The Whole Package

As an electrical engineer, I thought that designing a battery pack for the motorcycle would be mainly about its energy capacity, power output, energy losses and electrical protection. Now that was the case for a while, when we were doing simulations to estimate the required capacity and power. Two full weeks were occupied by this simulation and the selection of the perfect LiPo (lithium-polymer) cell to use. The manufacturer of our cells can make them with all thinkable dimensions and ratings, each to serve a different purpose. In our case, the combination of the maximum voltage requirement of 700 V, energy capacity of 11.5 kWh and power output of at least 200 kW has led to some good candidates.

But then came the part I was not prepared for: fitting all the LiPo cells in the available space in between the frame of the bike. Luckily the exact dimensions of each cell are provided by the manufacturer, but it turned out that the cell types that were selected on their electrical properties could not fit in this space.

CAD Model Battery Pack - With Constraints

I learned a little 3D modelling in Solidworks in order to visualise the available space and designs.

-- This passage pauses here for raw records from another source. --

PR #1115, opened 2023-11-04
Turn off hydraulic failure mortality in frozen soils

JessicaNeedham:
This PR address issue #1105 and turns off hydraulic failure mortality when soils are freezing, specifically, when any soil layer is below -2 degrees C. This should prevent high mortality of vegetation at high latitudes.  

### Collaborators:
@rosiealice @ckoven 

### Expectation of Answer Changes:
This is an answer changing fix - hydraulic failure will be reduced at high latitudes. 

### Checklist

*If this is your first time contributing, please read the [**CONTRIBUTING**](https://github.com/NGEET/fates/blob/main/CONTRIBUTING.md) document.*

All checklist items must be checked to enable merging this pull request:

*Contributor*
- [x] The in-code documentation has been updated with descriptive comments
- [x] The documentation has been assessed to determine if updates are necessary

*Integrator*
- [x] FATES PASS/FAIL regression tests were run
- [x] Evaluation of test results for answer changes was performed and results provided

### Documentation

- [Technical Note](https://github.com/NGEET/fates-docs) update: https://github.com/NGEET/fates-docs/pull/61
- [User's Guide](https://github.com/NGEET/fates-users-guide) update: 

### Test Results:

I haven’t tested with the latest commits from main. I branched from FATES a3048a646 (E3SM b8be65d). The figure  below is compared with FATES  a3048a646. It's a no comp run - mean over year 10. 
Screenshot 2023-11-04 at 16 51 41

PR #1130, opened 2023-12-08
Disable hydraulic failure mortality for leafless plants

mpaiao:
### Description:

These changes are mostly to be on the safe side. Hydraulic failure mortality is triggered when btran is too low (non-hydro mode) or when hydraulic conductivity is diminished (hydro mode). This pull request adds a check to see if the PFT is deciduous and is completely leafless. In these cases, hydraulic failure is forced to zero.
1. This change impacts both drought-deciduous and cold-deciduous PFTs.
2. In the future, we may want to coordinate hydraulic failure with phenology, to ensure that deciduous plants abscise leaves instead of dying when under high risk of hydraulic failure.

This may have minimal effect under severely dry conditions.

### Checklist

*Contributor*

*Integrator*

### Documentation

### Test Results:

*FATES baseline hash-tag:*

*Test Output:*


biogeochem/EDMortalityFunctionsMod.F90
```diff
@@ -89,14 +93,27 @@ subroutine mortality_rates( cohort_in,bc_in,btran_ft, mean_temp,             &
...
+    ! we prevent hydraulic failure mortality to occur as plants are leafless. For now, 
+    ! semi-deciduous plants with senescing leaves may still die of hydraulic failure, but in
+    ! the future we could accelerate senescence to avoid mortality. Note that both drought 
+    ! deciduous and cold deciduous are considered here to be consistent with the idea that
+    ! plants without leaves cannot die of hydraulic failure.
+    is_decid_dormant =                                                            & !
+       ( prt_params%stress_decid(cohort_in%pft) == ihard_stress_decid .or.        & ! Drought deciduous
+         prt_params%stress_decid(cohort_in%pft) == isemi_stress_decid .or.        & ! Semi-deciduous
+         prt_params%season_decid(cohort_in%pft) == itrue                  ) .and. & ! Cold deciduous
+       ( cohort_in%status_coh == leaves_off )                                     ! ! Fully abscised
```
rgknox, line 114: I think this looks good. I started to muse about what guidance we could offer in the future if we ever enable a long window of time for leaf drop, but that would be a full discussion and could not really be encapsulated in a couple of comments here.

rgknox (approved):

ZacharyRobbins (commented):
I think this code looks good. If my review of the btran functions is correct, I believe the explicit case this prevents is in non-hydro mode. When soil moisture is sufficiently low to trigger btran-hydraulic failure mortality in a plant that is not transpiring. I agree that is unlikely this would change much when FATES hydro is on., though I don't think its impossible for PLC to go up under leafless conditions. 

I guess my only larger science concern is that plants lose water even in the absence of leaves, and hydraulic failure would still be possible through stem permeabilty and loss through roots. Given the approximation that is btran, I don't think its unreasonable to make exception for this (as one would assume in a broad sense leaf loss greatly lowers the risk of HF).  But I wanted to voice this concern, particularly  that with 1. being that leafless plants cannot experience cavitation, which I don't think is explicitly true. 

Wolfe, B. T., Sperry, J. S., & Kursar, T. A. (2016). Does leaf shedding protect stems from cavitation during seasonal droughts? A test of the hydraulic fuse hypothesis. New Phytologist, 212(4), 1007-1018.

Thank you.

mpaiao:
Thanks for the feedback @ZacharyRobbins! I'm not very familiar with FATES-Hydro, but if the current FATES-Hydro implementation allows for plants to continue losing water when they are leafless, then we definitely don't want this change, at least when FATES-Hydro is on. Let me know and I can update/close the PR.

rosiealice:
So the loss of water from leafless plants is a big issue for frozen soils, which all else being equal, dehydrate the plants via the roots, leading to massive hydraulic failure. 

To prevent this, in Marius Lambert's work, the (minimum) stomatal conductance and the root conductivity needed to be  dialled down (a lot) as a function of hardening (from his earlier paper). 

Unfortunately this didn't make it to the trunk (Marius started working on river DOC immediately after finishing his thesis), and we are writing a proposal to follow it up. 

But the lessons learned remain valid, and I think maybe transferable to the super dry soil conditions also where we know that Piñon pines become hydraulically isolated when swp <-3Mpa, from all of the work in NM etc. 

- If we turn this option on in fates hydro it might help stop things dying in the off season (if that is desired) but there would be a potentially big pulse of mortality when the leaves came back on... we could prevent that by stopping the leaves coming in if the plc was high, but it would probably be better to stop the (bulk of the) dehydration process in the first place?

mpaiao:
Thanks for the feedback @rosiealice, and good to know that there is some more mechanistic approach to prevent the mortality. So maybe for now the best option is to implement my original suggestion only when FATES-Hydro is turned off, and note that in the future we will incorporate Marius' work?

ZacharyRobbins:
I think that makes sense @mpaiao .

glemieux:
@JessicaNeedham and @mpaiao, in deconflicting `main` against this PR branch, I was unsure how to reconcile the update from https://github.com/NGEET/fates/pull/1115.  The current code on `main` has the following:
https://github.com/NGEET/fates/blob/a9bbfd820bb613afd0c33fe75404c7848b435260/biogeochem/EDMortalityFunctionsMod.F90#L159-L162

If we have time, we can discuss together at the fates software meeting today.

glemieux:
This DIFF starts up 2.5 months into the 6 month tests and is occurring only on one gridcell on the coast of Antarctica for that whole time.  As such, I think this is good to integrate.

We had to turn around the design process. Write a script that finds an optimal way of stacking each cell type in the battery pack. Each cell type that could fit enough cells in the available space was considered as a candidate. However, for safety reasons but also because of the required space of the connections within the battery pack each cell would require some extra space. Each subsequent detail that was taken into account reduced the list of possible cell types further to beyond the point where the initial candidates were ruled out. A frustrating process, I have to say.

Matlab Output Optimal Stacking Option Battery Cells

Matlab works great to automatically generate simple visualisations of the cell stacking.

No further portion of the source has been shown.